PR #554, opened 2021-03-30
Support DockerHub OCI Authentication

### LINKED ISSUE #495: [OCI Distribution] Serde fails to decode auth response from Docker Hub.

kflansburg:
Closes #495 

I've preserved the commit history and tests from #525, but I cannot push to that branch so I'm opening a new PR. 

cc @jdolitsky

### DIFF
--- a/crates/oci-distribution/src/client.rs
+++ b/crates/oci-distribution/src/client.rs
@@ -17,8 +17,10 @@ use futures_util::future;
 use futures_util::stream::StreamExt;
 use hyperx::header::Header;
 use reqwest::header::HeaderMap;
+use serde::de;
 use sha2::Digest;
 use std::collections::HashMap;
+use std::fmt;
 use tokio::io::{AsyncWrite, AsyncWriteExt};
 use tracing::debug;
 use www_authenticate::{Challenge, ChallengeFields, RawChallenge, WwwAuthenticate};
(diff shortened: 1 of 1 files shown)


crates/oci-distribution/src/client.rs
```diff
@@ -751,15 +752,24 @@ impl ClientProtocol {
...
 /// A token granted during the OAuth2-like workflow for OCI registries.
-#[derive(serde::Deserialize, Default)]
-struct RegistryToken {
-    #[serde(alias = "access_token")]
-    token: String,
+#[derive(Deserialize)]
+#[serde(untagged)]
+#[serde(rename_all = "snake_case")]
+enum RegistryToken {
+    Token { token: String },
```
kflansburg, line 759: Note: I believe some registries send _both_ fields. I originally tried 

```rust
#[derive(Deserialize)]
#[serde(rename_all = "snake_case")]
enum RegistryToken {
    Token(String),
    AccessToken(String)
}
```

but this would cause an error if both fields are present. The `untagged` approach that I use here simply selects the first match without error.

thomastaylor312:
I'd prefer that @jdolitsky, @radu-matei, or @bacongobbler take a look at this given their experience with OCI

jdolitsky (approved):
If those tests are passing, I'd say this is a good solution

botieking98:
Hi guys! Will this PR should be merged?

kflansburg:
> Hi guys! Will this PR should be merged?

@itowlson please review.

crates/oci-distribution/src/client.rs
bacongobbler: It's an odd case but not unheard of, yes.

bacongobbler (approved):
Looks great. Thank you for the extensive list of test cases.

PR #557, opened 2021-03-31
Clean-up phase in krator fixed where a channel was closed prematurely

### LINKED ISSUE #556: Channel in krator is closed prematurely
When a resource is deleted then krator logs the following warning:

```
[WARN  krator::runtime] Error dispatching object event. error=channel closed
```

The manifest receiver in `krator::runtime::run_object_task` is consumed on cleanup and the channel is closed ([krator/src/runtime.rs#L378](https://github.com/deislabs/krustlet/blob/v0.7.0/crates/krator/src/runtime.rs#L378)). The resource is deleted afterwards ([krator/src/runtime.rs#L396](https://github.com/deislabs/krustlet/blob/v0.7.0/crates/krator/src/runtime.rs#L396)) which emits an `Apply` event with the new `deletion_timestamp` and a `Deleted` event. When the `Apply` event is handled then the resource task is terminated because the "Manifest receiver hung up" ([krator/src/runtime.rs#L191-L192](https://github.com/deislabs/krustlet/blob/v0.7.0/crates/krator/src/runtime.rs#L191-L192)). When the `Deleted` event is handled then the warning is logged because the channel to the resource task is already closed.

A possible solution would be to clone the manifest receiver ([krator/src/runtime.rs#L378](https://github.com/deislabs/krustlet/blob/v0.7.0/crates/krator/src/runtime.rs#L378)):

```
match operator.deregistration_hook(manifest.clone()).await {
```

Then the resource task does not terminate prematurely, can process the `Deleted` event and terminates afterwards.

siegfriedweber:
Fixes #556

### DIFF
--- a/crates/krator/src/runtime.rs
+++ b/crates/krator/src/runtime.rs
@@ -156,6 +156,7 @@ impl<O: Operator> OperatorRuntime<O> {
         let (sender, mut receiver) = tokio::sync::mpsc::channel::<Event<O::Manifest>>(128);
 
         let deleted = Arc::new(Notify::new());
+        let deleted_event = Arc::new(Notify::new());
 
         let (manifest, object_state) = match initial_event {
             Event::Applied(manifest) => {
@@ -167,6 +168,7 @@ impl<O: Operator> OperatorRuntime<O> {
 
         let (manifest_tx, manifest_rx) = Manifest::new(manifest);
         let reflector_deleted = Arc::clone(&deleted);
+        let reflector_deleted_event = Arc::clone(&deleted);
 
         // Two tasks are spawned for each resource. The first updates shared state (manifest and
         // deleted flag) while the second awaits on the actual state machine, interrupts it on
@@ -206,6 +208,7 @@ impl<O: Operator> OperatorRuntime<O> {
                             manifest.namespace()
                         );
                         reflector_deleted.notify_one();
+                        reflector_deleted_event.notify_one();
                         match manifest_tx.send(manifest) {
                             Ok(()) => (),
                             Err(_) => {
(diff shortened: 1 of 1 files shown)


kflansburg:
Thanks for catching this. It sounds like keeping the manifest object around until the end of `run_object_task` has fixed the issue for you, but I would expect there to still be a race condition here. Do you think that we should `await` at the end of `run_object_task` until the `Deleted` event arrives?

siegfriedweber:
I am fairly new to Rust so treat my proposals with caution.

We have the following options:

- Do not send a manifest after the resource was deleted, i.e. remove [krator/src/runtime.rs#L207-L213](https://github.com/deislabs/krustlet/blob/v0.7.0/crates/krator/src/runtime.rs#L207-L213).
- Add another `Notify` channel, e.g. `resource_task_terminated` besides `deleted`, which is awaited at the end of `run_object_task`. The `deleted` channel is actually notified very often:
  - in the Running phase when the `deletion_timestamp` is applied
  - in the Terminated phase when the new status is applied
  - when the `run_object_task` deletes the resource and the `deletion_timestamp` without a grace period is applied
  - when the `Deleted` event is handled

kflansburg:
I think its important that `Deleted` events get sent to the channel in case one arrives when Krator was not already shutting down. I think this happens when someone runs `kubectl delete --force --grace-period=0`. 

I think my suggestion was that `Manifest` would have a new method on it that allows you to `await` for it to be deleted.

kflansburg:
@siegfriedweber Let me know what you think of my commit. I think your solution makes sense, I just want to make sure that the `Manifest` isn't dropped until the `Deleted` event is received. 

We now have a lot of `Notifies`, but I think that can be refactored later.

siegfriedweber:
I fixed a copy&paste error and moved the notification of `deleted_event` after the manifest was sent.

kflansburg (approved):
LGTM

PR #558, opened 2021-03-31
chore(*): Updates openapi objects to k8s 1.20

### LINKED ISSUE #555: Use the latest version of kubernetes
Right now our API objects are pinned to the 1.18 definitions. We should update these to the latest definitions before hitting 1.0.

thomastaylor312:
Closes #555

### DIFF
--- a/Cargo.toml
+++ b/Cargo.toml
@@ -57,7 +57,7 @@ rustls-tls = [
 anyhow = "1.0"
 tokio = { version = "1.0", features = ["macros", "rt-multi-thread", "time"] }
 kube = { version= "0.51", default-features = false }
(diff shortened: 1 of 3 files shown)


kflansburg (approved):
LGTM, my only thought is, would we maximize compatibility by compiling against the second-latest version, rather than the latest (I believe that would guarantee support for 3 minor versions, rather than 2).

thomastaylor312:
We could actually add a feature that allows you to enable the underlying features for the SDK users. For the binaries, that could be more difficult. Ideally we should support n-2 k8s versions. I think those can be added post 1.0 without breaking anything as we see how people use it

PR #561, opened 2021-04-02
Kube 0.52

kflansburg:
Looking forward to using `DynamicObject` and `GroupVersionKind` for the new watcher API.


crates/krator/src/state.rs
```diff
@@ -1,7 +1,7 @@
 //! Used to define a state machine.
 
-use k8s_openapi::Resource;
-use kube::api::{Meta, PatchParams};
+// use k8s_openapi::Resource;
```
thomastaylor312, line 3: Left over debug?

thomastaylor312 (approved):

crates/krator/src/state.rs
kflansburg: Good catch.

PR #562, opened 2021-04-03
Change master to main in Actions Config

kflansburg:
After GitHub's automatic branch renaming, actions were not running on `main`. This should fix that.


kflansburg:
I used `main` as the name in my forked branch, which seems to be causing some problems. Closing in favor of #563

PR #568, opened 2021-04-08
Replaces the dependency on tempdir with tempfile (RUSTSEC-2018-0017)

### LINKED ISSUE #567: tempdir dependency has been marked as _unmaintained_ in RUSTSEC-2018-0017
The kubelet crate has a dependency on the tempdir crate, which has been marked as unmaintained in the [RUSTSEC](https://rustsec.org/advisories/RUSTSEC-2018-0017.html) db.

The recommendation is to use [tempfile](https://github.com/Stebalien/tempfile) instead.

This has been [flagged](https://github.com/stackabletech/agent/issues/121) for us as well, since we depend on the kubelet.

soenkeliebau:
Removes the dependency on tempdir which has been flagged as unmaintained in RUSTSEC-2018-0017.

Uses the tempfile crate instead, which has been in the dependency tree anyway, as warp depends on it.

Calls to TempDir were replaced with their equivalent from the tempfile crate.

The [documentation](https://docs.rs/tempfile/3.2.0/tempfile/#resource-leaking) for tempfile states the following: 

> tempfile will (almost) never fail to cleanup temporary resources, but TempDir and NamedTempFile will if their destructors don't run. This is because tempfile relies on the OS to cleanup the underlying file, while TempDir and NamedTempFile rely on their destructors to do so.

Which to me sounds like calling .tempfile() should be the preferred way. However as far as I can tell this does not offer creating temporary directories with a prefix. For this first iteration I kept the code functionally as is. 

I'll leave it to someone with more background knowledge of why the prefixes were chosen to evaluate whether these are actually needed?

Most occurrences of this seem to be in Windows specific code, so I was not really able to test this, `cargo check` runs fine for now.. I'll create this PR and see what CI has to say about it :)

fixes #567

### DIFF
--- a/crates/kubelet/src/volume/persistentvolumeclaim.rs
+++ b/crates/kubelet/src/volume/persistentvolumeclaim.rs
@@ -210,7 +210,7 @@ pub(crate) async fn populate(
     // TODO(bacongobbler): implement node_unstage_volume(). We'll need to
     // persist the staging_path somewhere so we can recall that information
     // during unpopulate()
-    let staging_path = Builder::new().prefix("&csi.volume_handle").tempdir()?;
+    let staging_path = Builder::new().prefix(&csi.volume_handle).tempdir()?;
     if stage_unstage_volume {
         stage_volume(&mut csi_client, &csi, staging_path.path()).await?;
     }
--- a/crates/kubelet/src/volume/persistentvolumeclaim.rs
+++ b/crates/kubelet/src/volume/persistentvolumeclaim.rs
@@ -19,7 +19,7 @@ use k8s_openapi::api::core::v1::{
 use k8s_openapi::api::storage::v1::StorageClass;
 use k8s_openapi::apimachinery::pkg::apis::meta::v1::LabelSelector;
 
-use tempdir::TempDir;
+use tempfile::Builder;
 use thiserror::Error;
 
 use crate::grpc_sock;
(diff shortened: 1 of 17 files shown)


soenkeliebau:
Not sure about that test failure, could very well be related, it fails when running `cat *.txt` with "no such file". That could very well be because of a missing tempdir ... I'm not really sure which line 27 is referred to there...

crates/kubelet/src/volume/persistentvolumeclaim.rs
```diff
@@ -210,7 +210,7 @@ pub(crate) async fn populate(
     // TODO(bacongobbler): implement node_unstage_volume(). We'll need to
     // persist the staging_path somewhere so we can recall that information
     // during unpopulate()
-    let staging_path = TempDir::new(&csi.volume_handle)?;
+    let staging_path = Builder::new().prefix("&csi.volume_handle").tempdir()?;
```
bacongobbler, line 213: We should probably be using `tokio::fs` here. That way we're not blocking the thread. Everything else is fine - mio_uds_windows is third-party code.

Also why are we quoting the literal string `&csi.volume_handle` here? Shouldn't the temporary directory use the literal volume handle name as a prefix instead?

soenkeliebau: We absolutely should not be quoting that, you are right. The danger of performing multiple **almost** identical changes in short order.

I'm afraid I don't fully understand your tokio::fs comment though. Afaik that offers no temp dir functionality, are you suggesting to create and cleanup a temp dir "manually" ?

thomastaylor312:
@bacongobbler would you also like to review again or can we merge?

soenkeliebau:
> Thanks for catching this @soenkeliebau. This is what we get for adopting feral code (that was unfortunately very needed)

It wasn't even me who caught this :)
We run the [audit-check](https://github.com/actions-rs/audit-check) action on all our repos [once a day](https://github.com/stackabletech/agent/blob/main/.github/workflows/daily_security.yml) and that automatically opens issues whenever any dependency has a RUSTSEC advisory filed against it - I just followed the dependency chain here ;)

bacongobbler (approved):

PR #570, opened 2021-04-09
Wrappes creation of temporary directory with tokio::task::spawn_blocking to avoid blocking IO in an async context

### LINKED ISSUE #569: switch blocking tempfile call to non-blocking
From https://github.com/deislabs/krustlet/pull/568#discussion_r610028439

> Underneath the hood this is doing I/O operations with the std:fs functions. However, we are in an async block, which means we shouldn't do any operations that could block. This specific line should be wrapped in a tokio::task::spawn_blocking and awaited so we don't block a running task on accident

Marking as a good first issue for people looking to learn some Rust.

soenkeliebau:
fixes #569


thomastaylor312 (approved):
I think the test failure is a flake based on what I am seeing on other PRs. I'll merge this as soon as tests pass

PR #575, opened 2021-04-12
fix(e2e): Removes old log cat step

thomastaylor312:
This was causing a spurious failure when e2e tests failed


kflansburg:
Still flaking?

thomastaylor312:
This is the same flake I saw on another PR. The logs are not quite clear as to what is happening. The krustlet process is dying, but the logs aren't clear why

technosophos (approved):
This looks fine to me.

PR #578, opened 2021-04-14
fix(bootstrap): Ensures directories are created before writing

thomastaylor312:
Closes #527

PR #582, opened 2021-04-18
Fix E2E Logs Flake

kflansburg:


thomastaylor312:
Got this working in #578! Thanks for doing the heavy lifting of debugging

PR #584, opened 2021-04-19
ref(volume): Adds new `Mountable` trait

### LINKED ISSUE #482: ref(pkg/volume): create a Mountable trait
Right now, `volumes_from_pod` takes a pod spec, parses the manifest to determine [which volumes need to be mounted](https://github.com/deislabs/krustlet/blob/461a8e9ff393c09dba53894a51bcdbd3393b3c20/crates/kubelet/src/volume/mod.rs#L42-L64) and mount them [by calling `.configure`](https://github.com/deislabs/krustlet/blob/461a8e9ff393c09dba53894a51bcdbd3393b3c20/crates/kubelet/src/volume/mod.rs#L47) for each volume type.

A better system would be to create separate structs for each type (PVC, Secret, ConfigMap, etc.) which implements a `Mountable` trait:

```
trait Mountable {
    fn mount(path: &PathBuf) -> Result<(), MountError>
}
```

thomastaylor312:
This adds a new `Mountable` trait that any volume can implement. Things
are better than before but not perfect and I think further refactor of
how we store references to volumes should be done before we hit 1.0.

Closes #482

### DIFF
--- a/crates/kubelet/src/volume/configmap.rs
+++ b/crates/kubelet/src/volume/configmap.rs
@@ -1,42 +1,77 @@
 use std::path::Path;
 
 use k8s_openapi::api::core::v1::{ConfigMap, KeyToPath};
+use k8s_openapi::ByteString;
 
 use super::*;
 
-pub(crate) async fn populate(
-    config_map: ConfigMap,
-    path: &Path,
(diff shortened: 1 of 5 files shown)


bacongobbler (approved):
so much better. LGTM

PR #588, opened 2021-04-21
chore(*): Updates the kubelet crate to use tracing

### LINKED ISSUE #583: Switch out traditional log lines for tracing in kubelet
Currently we just dropped in `tracing` to kubelet and continued using it like `log`. In preparation for the 1.0 release, we need to instrument major functions and use structured fields

thomastaylor312:
We had already dropped in the tracing crate, but were not using structured
fields. This adds structured fields to all log messages and switches from
the `env_logger` crate to the fmt subscriber.

Closes #583

### DIFF
--- a/crates/wasi-provider/src/states/pod/initializing.rs
+++ b/crates/wasi-provider/src/states/pod/initializing.rs
@@ -1,6 +1,6 @@
 use std::sync::Arc;
 
-use tracing::{error, info};
+use tracing::{error, info, instrument};
 
 use kubelet::backoff::BackoffStrategy;
 use kubelet::container::state::run_to_completion;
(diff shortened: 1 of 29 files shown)


kflansburg:
@thomastaylor312 I believe this is running into the issue that we never solved from before where if we use `tracing` in the `krustlet-wasi` binary, it fails E2E tests. I wish we could figure it out, but probably not necessary in this PR.

crates/wasi-provider/src/states/pod/initializing.rs
```diff
@@ -30,16 +35,17 @@ impl State<PodState> for Initializing {
         let pod_rx = pod.clone();
         let pod = pod.latest();
 
+        tracing::Span::current().record("pod_name", &pod.name());
```
kflansburg, line 38: Cool

kflansburg (approved):
LGTM

PR #591, opened 2021-04-28
Added parsing of more parameters to the internal processing of a request for logs

### LINKED ISSUE #590: Extract and pass along all available parameters from the logs endpoint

### [Exercise brief]
All that is needed is the exact run of lines above from the line containing "how we store" through the line containing "PR #588, opened 2021-04-21", both of them included.

### [Response to the exercise]
how we store references to volumes should be done before we hit 1.0.

Closes #482

### DIFF
--- a/crates/kubelet/src/volume/configmap.rs
+++ b/crates/kubelet/src/volume/configmap.rs
@@ -1,42 +1,77 @@
 use std::path::Path;
 
 use k8s_openapi::api::core::v1::{ConfigMap, KeyToPath};
+use k8s_openapi::ByteString;
 
 use super::*;
 
-pub(crate) async fn populate(
-    config_map: ConfigMap,
-    path: &Path,
(diff shortened: 1 of 5 files shown)


bacongobbler (approved):
so much better. LGTM

PR #588, opened 2021-04-21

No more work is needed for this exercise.